In: Economics
United States unemployment situation since 2001 :
A lot has happened since 2001 in terms of unemployment situation in US. In 2001, unemployment rate rose to 5.4 percent in October from 4.9 percent in September. Employers cut 415,000 jobs - the biggest number since 460,000 in May 1980. The main reason announced was the 9/11 attacks and Bush tax cuts. After 2001, the unemployment rate continued to be around 5% owing to reasons such as expansions, war on terror and Bankruptcy abuse prevention act. But in the year 2008, thanks to the FInancial Crises, the rate went upto 7.3%. In 2010, it went upto 10% because of the Jobless Benefits extensions. In the following years it started to drop and reached a new low of 3.7%.
How it is calculated:
A person is defined unemployed in US if a person is jobless, but has looked for the job in the past four weeks and are available for work.
Unemployment rate is measured as number of persons unemployed divided by the civilian labor force.
How do economic situations affect the number:
In 2008, when the unemployment rate started to increase i.e reached 7.3% it owed this situation to the economic crises. Due to this crises, unemployment benefits extension was launched in 2009 to 2013 in order to to help the 13.1 million people suffering from the 8.5 percent unemployment rate. In the initial years of recovery from a crises, not only did the unemployment rate increases but but the number of new jobs created in the economy actually declined. This is due to companies tendency to increase their employees’ work hours; second, many upgraded their equipment and boosted their productivity, thereby reducing their need for workers.

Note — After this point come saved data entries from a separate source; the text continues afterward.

PR #2667, opened 2018-09-08
[Spree Upgrade] Adapt Address_Finder.last_used_ship_address to spree 2

### LINKED ISSUE #2663: [Spree Upgrade] Adapt Address_Finder.last_used_ship_address to spree 2
order.shipping_method relation is gone. The calculation of last_used_ship_address must use order.shipments.

See lib/open_food_network/address_finder.rb:79
and respective spec/lib/open_food_network/address_finder_spec.rb

This breaks quite a few tests in models/order_spec

luisramos0:
#### What? Why?

Closes #2663 

Finding last used address now uses the relation order#shipments and not order#shipping_method
Also, fixed respective spec by replacing reference to order.shipping_method_id with order.shipping_method (the new adapter to get to order.shipments).

#### What should we test?
Together with #2727, this makes address_finder_spec green and fixes quite a few tests in models/order_spec and others.

### DIFF
--- a/lib/open_food_network/address_finder.rb
+++ b/lib/open_food_network/address_finder.rb
@@ -79,7 +79,7 @@ module OpenFoodNetwork
 
     def last_used_ship_address
       return nil unless allow_search_by_email?
-      Spree::Order.complete.joins(:ship_address, :shipping_method).order('id DESC')
+      Spree::Order.complete.joins(:ship_address, shipments: :shipping_methods).order('id DESC')
         .where(email: email, spree_shipping_methods: { require_ship_address: true })
         .first.andand.ship_address
     end
--- a/spec/lib/open_food_network/address_finder_spec.rb
+++ b/spec/lib/open_food_network/address_finder_spec.rb
@@ -86,7 +86,7 @@ module OpenFoodNetwork
     describe "last_used_bill_address" do
       let(:distributor) { create(:distributor_enterprise) }
       let(:address) { create(:address) }
-      let(:order) { create(:completed_order_with_totals, user: nil, email: email, distributor: distributor) }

In 2003, the unemployment rate started to decline due to Jobs and Growth Tax Relief Reconciliation Act which encouraged investment in the stock market by decreasing capital gains and dividend taxes.

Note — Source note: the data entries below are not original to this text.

PR #4742, opened 2020-02-02
Edit new_resource partial

### LINKED ISSUE #4109: Missing translations on new delivery method setup page
## Description

URL: `/admin/shipping_methods/new`

Capture du 2019-07-31 22-15-16

Also, when I change the calculator type, a little sentence appear below, that is untranslated :
Capture du 2019-07-31 22-39-23

myersca1:
#### What? Why?

Closes #4109 

New_resource_links file was referenced in multiple places, but did not exist. The existing .erb file did not work, so a .haml file was created in its place. 

#### What should we test?
Verify that all pages referencing this file work properly with the translations.

Changelog Category: Fixed

### DIFF
--- a/app/views/spree/admin/shared/_new_resource_links.html.haml
+++ b/app/views/spree/admin/shared/_new_resource_links.html.haml
@@ -1,4 +1,4 @@
 .form-buttons.filter-actions.actions
-  = button t(:create), 'icon-ok'
+  = button t('actions.create'), 'icon-ok'
   %span.or= t(:or)
-  = button_link_to t(:cancel), collection_url, icon: 'icon-remove'
+  = button_link_to t('actions.cancel'), collection_url, icon: 'icon-remove'
--- a/app/views/spree/admin/shared/_new_resource_links.html.haml
+++ b/app/views/spree/admin/shared/_new_resource_links.html.haml
@@ -1,0 +1,4 @@
+.form-buttons.filter-actions.actions
+  = button t(:create), 'icon-ok'
+  %span.or= t(:or)
+  = button_link_to t(:cancel), collection_url, icon: 'icon-remove'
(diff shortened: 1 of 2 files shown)


app/views/spree/admin/shared/_new_resource_links.html.haml
```diff
@@ -0,0 +1,4 @@
+.form-buttons.filter-actions.actions
+  = button t(:create), 'icon-ok'
+  %span.or= t(:or)
+  = button_link_to t(:cancel), collection_url, icon: 'icon-remove'
```
luisramos0: I wonder why the change from link_to_with_icon to button_link_to. What is the differrence between these two methods? Will the user notice any difference?

app/views/spree/admin/shared/_new_resource_links.html.haml
```diff
@@ -0,0 +1,4 @@
+.form-buttons.filter-actions.actions
+  = button t(:create), 'icon-ok'
```
luisramos0: Looking at the code now, to fix the issue, all you needed would be to change the translation calls from Spree.t to t. because spree.actions.create and spree.actions.cancel are not there in the en.yml file but both are under actions.create (Spree.t is similar to t. but adds spree in the namespace).

Here you are moving to root level :create and :cancel. I think it's ok, I would prefer to keep these under the actions namespace, so I'd use t('actions.create') and t('actions.cancel') instead of t(:create) and t(:cancel).
The OR can stay as t(:or).

app/views/spree/admin/shared/_new_resource_links.html.haml
blainebillings: The only difference is purely aesthetic - whether or not it looks like a button, as far as I could tell, but maybe I am mistaken.

app/views/spree/admin/shared/_new_resource_links.html.haml
blainebillings: Thank you very much - that makes complete sense. We went ahead and updated with the change.

RachL:
hehe even already on transifex 💪 

image


This is ready to go!

luisramos0:
Congrats @myersca1 🎉

RachL:
ah yes welcome @myersca1 !

Where are my manners 🙈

Another example : Fiscal policy - The Federal government has reduced its budget deficit significantly since the 2007–2009 recession, which resulted from a combination of improving economic conditions. Reducing the budget deficit means the government is doing less to support employment, other things equal.
Lowest unemployment rate :
USA reached a new low of 3.7% in 2018. It reached at this level owing to a series of events and policies over the number of years. In 2012, Government adopted Quantitative Easing, used to stimulate the economy by making it easier for businesses to borrow money. In 2015, the unemployment level was at 5% which was meant as the natural rate of unemployment. In 2017, the Dollar weakening led to decrease in the rate. Trump Tax plan in 2018 brought the corporate tax from 35% to 21%.
Truly better of now:
While one might say that this unemployment rate is more evidence of a booming United States economy and a strong labor market. But there is weak spot to it too, according to this rate, one would see more people in their prime working years (25-54), certainly thats not the case. The employment-to-population ratio for this group is conspicuously feeble. In September, only 79.3% of working-age Americans had jobs. That’s a smaller share than the final months of the last cycle, which ended in 2007 and early 2000s.
Part of the problem is that many of them have given up looking for work. To compare to percentage, the share during the great recession was 83% and in 2000, 84% of the population were in their prime working years.
Conclusion : According to the rate i.e 3.7%, the cream of America’s working crop should have no trouble finding work and commanding higher wages but instead it still has more growing left to do to pull all the people in need of work back into the labor force.